| Try it |
The required output is all lines below that contain the word "management".

[Stored items from a collection]
┄┄┄┄┄┄┄┄┄┄

PR #456, opened 2017-07-28
 Add toggleable trajectories to RViz plugin

SirVer:
Simpler implementation of #422 by @ojura. Original feature idea and implementation by @jihoonl.

### DIFF
--- a/cartographer_rviz/cartographer_rviz/submaps_display.h
+++ b/cartographer_rviz/cartographer_rviz/submaps_display.h
@@ -32,6 +32,21 @@
 
 namespace cartographer_rviz {
 
+// This should be a private class in SubmapsDisplay, unfortunately, QT does not
+// allow for this.
+struct Trajectory : public QObject {
+  Q_OBJECT
+
+ public:
+  Trajectory(std::unique_ptr<::rviz::BoolProperty> property);
+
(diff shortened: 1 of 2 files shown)


cartographer_rviz/cartographer_rviz/submaps_display.h
```diff
@@ -32,6 +32,21 @@
 
 namespace cartographer_rviz {
 
+// This should be a private class in SubmapsDisplay, unfortunately, QT does not
+// allow for this.
+struct Trajectory : public QObject {
+  Q_OBJECT
+
+ public:
+  Trajectory(std::unique_ptr<::rviz::BoolProperty> property);
```
ojura: @SirVer You can pass unique pointers by value in constructors? How does this exactly work?

macmason: Note the call to `std::move` further down. This pattern forces a move.

ojura: Yeah, that part didn't confuse me, I added it in the first place :-) Even if you accept an rvalue reference in your prototype, it actually becomes an lvalue, so you still need the `std::move` cast. What confused me is that when @SirVer removed the rvalue reference from the variable property, this introduced an additional implicit move from the rvalue at the call site into the property variable.

PR #461, opened 2017-07-31
Fix crash from memory corruption by switching unique_ptr for shared_ptr.

allenh1:
This fixes a new crash caused by the use of `unique_ptr`'s.

Without this, things crash immediately after the callback exits (when using IMU data).

### DIFF
--- a/cartographer_ros/cartographer_ros/sensor_bridge.cc
+++ b/cartographer_ros/cartographer_ros/sensor_bridge.cc
@@ -59,7 +59,7 @@ void SensorBridge::HandleOdometryMessage(
   }
 }
 
-std::unique_ptr<::cartographer::sensor::ImuData> SensorBridge::ToImuData(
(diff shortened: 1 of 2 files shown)


allenh1:
I signed it!

wohe:
Could you please explain why and what you believe this to fix? The code before looks correct to me.

allenh1:
@wohe the `unique_ptr` usage was consistently crashing cartographer_ros whenever I ran cartographer_ros. The `shared_ptr` fixes this crash.

I think the issue with the `unique_ptr` is the fact that the IMU message is not exclusive to the cartographer node, so a unique pointer was causing memory corruption.

wohe:
Where do you see multiple owners of the `unique_ptr`? Still looks good to me. That your crashes correlate with your change also does not convince me that this is causing/fixing it.

Assuming this is not the cause: Can you provide the console output from the crashes you see so that we can debug?

allenh1:
I must have caught things between merges yesterday. I can't seem to reproduce this. I'll report back if that changes.

PR #3962, opened 2017-11-25
[WIP] Verify that your macOS system has the latest EFI updates installed

alessandrogario:
This PR adds support for verifying the state of your EFI updates, taking into account the hardware model and version. This functionality is provided by querying the Duo Labs EFIgy API (https://efigy.io).

## Additional reading
* https://duo.com/blog/the-apple-of-your-efi-mac-firmware-security-research
* https://duo.com/assets/ebooks/Duo-Labs-The-Apple-of-Your-EFI.pdf

PR #4199, opened 2018-03-16
Osquery Remote Auto-Upgrade Functionality

uptycs-nishant:
# Osquery Remote Auto-Upgrade Functionality

This Document describes code changes made to osquery to support remote auto-upgrade functionality. 
### New JSON Node - software_upgrade

```json
    "software_upgrade": {
        "pkg_url": "/agent/download/package",
        # package size in bytes
        "pkg_size": "1234567",
        "script_url": "/agent/download/installer",
        # package checksum, sha256
        "pkg_sha256": "...53bbbd19d5...",
        "script_sha256" : "...0889f7ba1..."
    },
```

Auto upgrade functionality of the osquery will be triggered once osquery process detects the presence of ‘software_upgrade’ node in the arrived configuration.
Config parser has been enhanced via ***SWUpgradeConfigParserPlugin*** to parse the new node **software_upgrade**.
New code resides in **.../osquery/config/parsers/software_upgrade.cpp**.

### S/W Auto-Upgrade parameters 
`pkg_url:` Partial osquery package URL
`pkg_size:` Package size in bytes
`script_url`: Partial custom installer script URL
`pkg_sha256:` Package sha256 checksum
`script_sha256`: Installer script sha256 checksum

##### Once functionality is triggered it will -
1. Download custom installer script
2. Verify checksum of script
3. Download osquery package.
4. Verify checksum of package
5. Trigger downloaded custom installer script and passing package path as an argument.

##### Installer script will in turn -
1. Bring down the already running instance of osquery.
2. Install the package 
3. Bring up the new instance 
4. Delete itself.

Success of this upgrade can be detected by following query-
```
{
   "schedule": {
       "tls_proc": {"query": " “select * from osquery_info;”, "interval": 10},
   },
}
```
**Note:** Please check at the bottom for example installer script.

##### Once config is handed over to SWUpgradeConfigParserPlugin, it verifies and processes the config according to the following steps -
1. If config belong to "tls_plugin", since only tls_plugin is allowed to upgrade.
2. If ‘pkg_url’, ‘pkg_size’, ‘script_url’, ‘pkg_sha256’ and ‘script_sha256’ are present and they have valid values(non-empty and/or non-zero values).
3. Download the installer script from tls_hostname using url "https://" + FLAGS_tls_hostname + script_url. 
4. Compute the sha256 hash from the downloaded contents of script and compare the computed sha256 with script_sha256. If mismatch, abort upgrade process.
5. Dump the downloaded contents at the tmp location in the file with the suffix _install.(sh|bat) and change the permission of the file to 0700.
6. Download the package from tls_hostname using url "https://" + FLAGS_tls_hostname + pkg_url;
7. Compute the sha256 hash from the downloaded contents of the package and compare the computed sha256 with pkg_sha256. If mismatch, abort upgrade process.
8. Dump the downloaded package contents at the tmp location and change the permission of the created file to 0400.
9. Spawn a child process using boost::process::child functionality with command line ‘<UUID>_install.sh package’
10. Detach the child from the parent osquery process.

**Note:** 
1. Custom installer script depends upon platform and how fleet management has been implemented. 
2. Timeout has been hard coded to 15 minutes to download the package.
3. At present entire package is being downloaded in the memory and after verification flushed to a file on disk. For downloading package and script osquery::http_client is being used. osquery::http_client can be enhanced to download large payload in chunks. 

### Example installer script

    #!/bin/bash
    unlink $0 #remove script once its execution ends
    pkg_file=$1
    echo "Stopping osqueryd..."
    echo
    service osqueryd stop
    echo
    echo "installing new package $pkg_file ..."
    echo
    dpkg -i $pkg_file
    echo
    rm -f $pkg_file #remove package.
    echo "Starting osqueryd ..."
    service osqueryd start
    echo

### DIFF
--- a/CMake/CMakeLibs.cmake
+++ b/CMake/CMakeLibs.cmake
@@ -268,6 +268,7 @@ endmacro(ADD_OSQUERY_LIBRARY TARGET)
 macro(ADD_OSQUERY_EXTENSION TARGET)
   add_executable(${TARGET} ${ARGN})
   TARGET_OSQUERY_LINK_WHOLE(${TARGET} libosquery)
+  TARGET_OSQUERY_LINK_WHOLE(${TARGET} libosquery_transport)
   set_target_properties(${TARGET} PROPERTIES OUTPUT_NAME "${TARGET}.ext")
 endmacro(ADD_OSQUERY_EXTENSION)
 
--- a/osquery/CMakeLists.txt
+++ b/osquery/CMakeLists.txt
@@ -276,6 +276,11 @@ add_custom_target(osquery_library ALL
   DEPENDS libosquery
 )
 
+# Create the static libosquery_transport.
+add_library(libosquery_transport STATIC remote/http/http_client.cpp remote/transports/tls.cpp tables/system/hash.cpp remote/remote.cpp remote/uri.cpp)
+target_link_libraries(libosquery_transport ${OSQUERY_ADDITIONAL_LINKS})
+set_target_properties(libosquery_transport PROPERTIES OUTPUT_NAME osquery_transport)
+
 # make devel (implies install)
 add_custom_target(devel
   COMMAND ${CMAKE_COMMAND} -D COMPONENT=devel -P cmake_install.cmake
@@ -398,7 +403,7 @@ if(NOT SKIP_TESTS)
   # osquery core set of unit tests build with SDK.
   add_executable(osquery_tests main/tests.cpp ${OSQUERY_TESTS})
   ADD_DEFAULT_LINKS(osquery_tests FALSE)
-  target_link_libraries(osquery_tests gtest gmock libosquery_testing)
+  target_link_libraries(osquery_tests gtest gmock libosquery_testing libosquery_transport)
   SET_OSQUERY_COMPILE(osquery_tests "${GTEST_FLAGS}")
   add_test(osquery_tests osquery_tests ${TEST_ARGS})
 
--- a/osquery/config/parsers/software_upgrade.cpp
+++ b/osquery/config/parsers/software_upgrade.cpp
@@ -1,0 +1,186 @@
+/*
+ *  Copyright (c) 2014-present, Facebook, Inc.
+ *  All rights reserved.
+ *
+ *  This source code is licensed under the BSD-style license found in the
+ *  LICENSE file in the root directory of this source tree. An additional grant
+ *  of patent rights can be found in the PATENTS file in the same directory.
+ *
+ */
+
+#include <boost/filesystem.hpp>
+#include <boost/process.hpp>
+
+#include <osquery/config.h>
+#include <osquery/logger.h>
+
+#include "include/osquery/filesystem.h"
+#include "osquery/remote/http_client.h"
+#include "osquery/remote/transports/tls.h"
+#include "osquery/tables/system/hash.h"
+
+namespace pt = boost::property_tree;
+
+namespace osquery {
+
+const std::string kSoftwareUpgradeRootKey("software_upgrade");
+const std::string kScriptUrl("script_url");
+const std::string kPkgUrl("pkg_url");
+const std::string kPkgSize("pkg_size");
+const std::string kPkgSHA256("pkg_sha256");
+const std::string kScriptSHA256("script_sha256");
+
+const std::string kOsqueryUserAgent{"osquery/"};
+extern const std::string kVersion;
+DECLARE_string(tls_hostname);
+
+/**
+ * @brief A simple ConfigParserPlugin for "software_upgrade" dictionary key.
+ */
+class SWUpgradeConfigParserPlugin : public ConfigParserPlugin {
+ public:
+  virtual ~SWUpgradeConfigParserPlugin() {}
+
+  std::vector<std::string> keys() const override {
+    return {kSoftwareUpgradeRootKey};
+  }
+
+  Status setUp() override {
+    return Status(0);
+  };
+
+  Status update(const std::string& source, const ParserConfig& config) override;
+};
+
+Status SWUpgradeConfigParserPlugin::update(const std::string& source,
+                                           const ParserConfig& config) {
+  if (source != "tls_plugin") {
+    return Status(0, "OK");
+  }
+
+  auto software_upgrade = config.find(kSoftwareUpgradeRootKey);
+  if (software_upgrade == config.end()) {
+    return Status();
+  }
+
+  auto obj = data_.getObject();
+  data_.copyFrom(software_upgrade->second.doc(), obj);
+  data_.add(kSoftwareUpgradeRootKey, obj);
+
+  const auto& doc = data_.doc()[kSoftwareUpgradeRootKey];
+  if (!doc.HasMember(kScriptUrl) || !doc[kScriptUrl].IsString() ||
+      !doc.HasMember(kPkgUrl) || !doc[kPkgUrl].IsString() ||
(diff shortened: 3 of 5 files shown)


marpaia:
I'm concerned about functionality like this being in core osquery. I think that software autoupdate is a level of attack surface that just seems unnecessary to add when so many more well-vetted alternatives exist. 

For organizations that are using osquery to instrument their own assets, it is almost certainly a better idea to rely on internal package management tools to distribute, configure, and update a tool like `osqueryd`. If an organization does not have the ability to distribute and patch software, then the version of the host instrumentation seems less important in comparison.

I, of course, must acknowledge that some companies may have organizational politics that would preclude package management on the desktop so administrators may need this capability but this seems like an anti-pattern.

---

***So I feel like this is a bad idea...*** But let's say we DID want to start offering autoupdate capabilities in osquery itself, here is some feedback on the approach here:

- Consider caching downloads (to some degree) and maintaining the history of desired/executed downloads in RocksDB
  - This will add accountability as well as a source that can be queried as a table (`select * from osquery_autoupgrades` or something).
  - This may also be used to maintain feed state.

- If I understand this correctly, I don't really follow why there is a restriction on only being able to use this config-parser plugin if the `tls` config plugin is being used. It seems totally reasonable to want to distribute filesystem configs and use an autoupdater (for example).
  - To accomplish this, you will likely need to be able to specify a feed so that the mere existence of the configuration doesn't trigger a download and compare.

- Support for multiple update channels provided by a single server would be nice. It's reasonable that some folks at an organization might have a higher tolerance for osquery instability than others. Being about to maintain a curated `beta` vs `stable` is useful.
  - Perhaps this can be built into the feed URL, but again, the mere existence of the configuration shouldn't trigger the download.

- While I agree that one *could* make `osquery::http_client` more efficient to support chunking in this use-case, the performance implications are noteworthy given how small osquery's memoory footprint is normally.

- Instead of a config parser plugin, consider adding a new plugin type so that users who would instead like to rely on signed mac packages being available at https://osquery-packages.s3.amazonaws.com/darwin/osquery.pkg (for example) could write an `s3` plugin.
  - I would also like to advocate for a `tuf` plugin if such an interface existed

uptycs-nishant:
> "software_upgrade is a poor choice for the top level key. Downgrade is also a possible need."

We can rename the 'software_upgrade' to 'software_update'. We believe this covers both scenarios i.e. upgrade and downgrade. 

> "When does script_url run? before/after? What is the purpose of the script url when the pkg generally handles that? For example on macOS pkgs there is the ability to add preinstall and postinstall scripts."

We have provided the generic mechanism to install a package i.e. I am spawing a child process with command line "installer.(sh|bat) <package>". If package is self extacting binary then it does not require an external program to extract its contents but otherwise it is just the bundle (bundle of required binaries and config files with necessary priviledges to be installed at the specified locations). You can check the 'Example installer script' section where the script is using 'dpkg -i $pkg_file' to install the package provided as an argument '$1'. Purpose of installer script to hide the platform specific requirement and execution environment. You can perform platform specific complex tasks inside the installer script according to your need without changing osquery code. 

##### To answer your macOS specific question #####
In case of macos package(so is the case with debian packages) there is pre and post scripts but you have to trigger the installation using installer programs like 'dpkg' but these package installers are platform dependent so we are hiding these platform specific details indside the installer scripts .

uptycs-nishant:
> "Consider caching downloads (to some degree) and maintaining the history of desired/executed downloads in RocksDB"

There definitely should be some manner of tracking upgrade/downgrade metadata. We will take a look at that. Perhaps something along the lines of tracking time/date stamp, package hashes, and source of packages in a osquery_ meta table:

***select * from osquery_updates;***
**time/date  pkg_url   pkg_size   pkg_sha256   script_url   script_sha256   status**

> "If I understand this correctly, I don't really follow why there is a restriction on only being able to use this config-parser plugin if the tls config plugin is being used. It seems totally reasonable to want to distribute filesystem configs and use an autoupdater (for example)."

We are proposing the TLS use case as the first iteration of this idea. Since osquery has no authentication and/or access controls other than its config source, we are assuming that you trust the TLS server osquery gets configuration information from, and this is what we are equipped to test and evaluate.

This idea could also be implemented for a file-based system, but we feel that would be a separate chunk of work and a separate PR, ideally done by someone who regularly uses that method of deployment.

> "Support for multiple update channels provided by a single server would be nice. It's reasonable that some folks at an organization might have a higher tolerance for osquery instability than others. Being about to maintain a curated beta vs stable is useful."

This definitely is a field for additional exploration. There are different thoughts on where to spread the work (you could do all your configuration on the back end in terms of managing what endpoints have what versions of the software, or you could have a different set of flags allowing different tolerance levels for experimental software that are configured as a separate facet of osquery). They all lead to the same end result, it's a matter of where the configuration work is done. **Similar to centralized fleet management, we see a benefit in centrally managing which endpoints get which version.** 

**We do see the merits of allowing osquery to maintain a stable/beta state and letting osquery endpoint choose to update to a beta or stable version in some scenarios.**

> "While I agree that one could make osquery::http_client more efficient to support chunking in this use-case, the performance implications are noteworthy given how small osquery's memoory footprint is normally."

Once chunking is implemented we can decide what should be a chunk size( from 8kb to 1mb). Even with present implementation(when we are downloading the entire package in the memory) we are keeping the package in the memory for short duration and flushing it to disk.

marpaia:
FWIW, I still think that autoupdate is **NOT** a feature that belongs in osquery core.

---
> This idea could also be implemented for a file-based system, but we feel that would be a separate chunk of work and a separate PR, ideally done by someone who regularly uses that method of deployment.

> This definitely is a field for additional exploration.

> Once chunking is implemented we can decide what should be a chunk size

You keep saying that these things should be explored in the future, but I personally disagree. In my opinion, autoupdate is such an important, impactful, potentially dangerous feature that I think merging any initial implementation (which establishes permanent API) without giving the requisite thought to the design and how it will be adapted over time is foolish.

muffins:
Hey Gang -- just weighing in here, I think there's a couple points that give us the impression that this shouldn't necessarily be in core:
* While this idea is cool, it seems like a feature that already should've been solved via some other mechanism of updating. My first thought for this was how did the binary get there in the first place? Why not just re-use that mechanism of deployment? Also what's ensuring your deploy is uniform if binaries are capable of individually updating? Why not just use that for compliance? These points mostly lead me to think I'm not sure this feature is necessary. I think this concept might go great as an extension, or possibly a greater binary that wraps up the smaller, perhaps an MSI or PKG that drops the osquery binaries after doing the upgrade?

* While this particular code set doesn't look huge, it's still another feature that the core team will ultimately be involved with maintaining and reviewing. This feature seems like one that many larger osquery deployments have solved via Chef/Puppet/Another-Deploy-Tool, and thus I'd be interested in knowing what the user base for a feature like this might look like. If we're maintaining a feature that very few folks use, is it really worth this living in the core repo?

* All discussion of security mechanisms to ensure safe upgrade aside -- it's yet another component of osquery reaching out to remote systems to perform a task. We recently [shot down another feature PR](https://github.com/facebook/osquery/pull/3962) that was reaching externally for resources to perform a task locally in favor of this functionality being better suited in an extension, and I think this feature might fall in a similar vein. Granted we already have [examples](https://github.com/facebook/osquery/blob/master/osquery/tables/networking/curl.cpp) of this workflow in the code base, I'd rather not make this a habit for the core agent to be doing, and am open to a discussion about moving these remote tables external to core.

That all being said, I'd welcome more discussion about this concept in an office hours session or in #core where we can get more stakeholders involved, but I believe the core team is in favor of this living in an extension or similar.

┄┄┄┄┄┄┄┄┄┄

| Answer to the problem |
1. Custom installer script depends upon platform and how fleet management has been implemented. 
For organizations that are using osquery to instrument their own assets, it is almost certainly a better idea to rely on internal package management tools to distribute, configure, and update a tool like `osqueryd`. If an organization does not have the ability to distribute and patch software, then the version of the host instrumentation seems less important in comparison.
I, of course, must acknowledge that some companies may have organizational politics that would preclude package management on the desktop so administrators may need this capability but this seems like an anti-pattern.
This definitely is a field for additional exploration. There are different thoughts on where to spread the work (you could do all your configuration on the back end in terms of managing what endpoints have what versions of the software, or you could have a different set of flags allowing different tolerance levels for experimental software that are configured as a separate facet of osquery). They all lead to the same end result, it's a matter of where the configuration work is done. **Similar to centralized fleet management, we see a benefit in centrally managing which endpoints get which version.** 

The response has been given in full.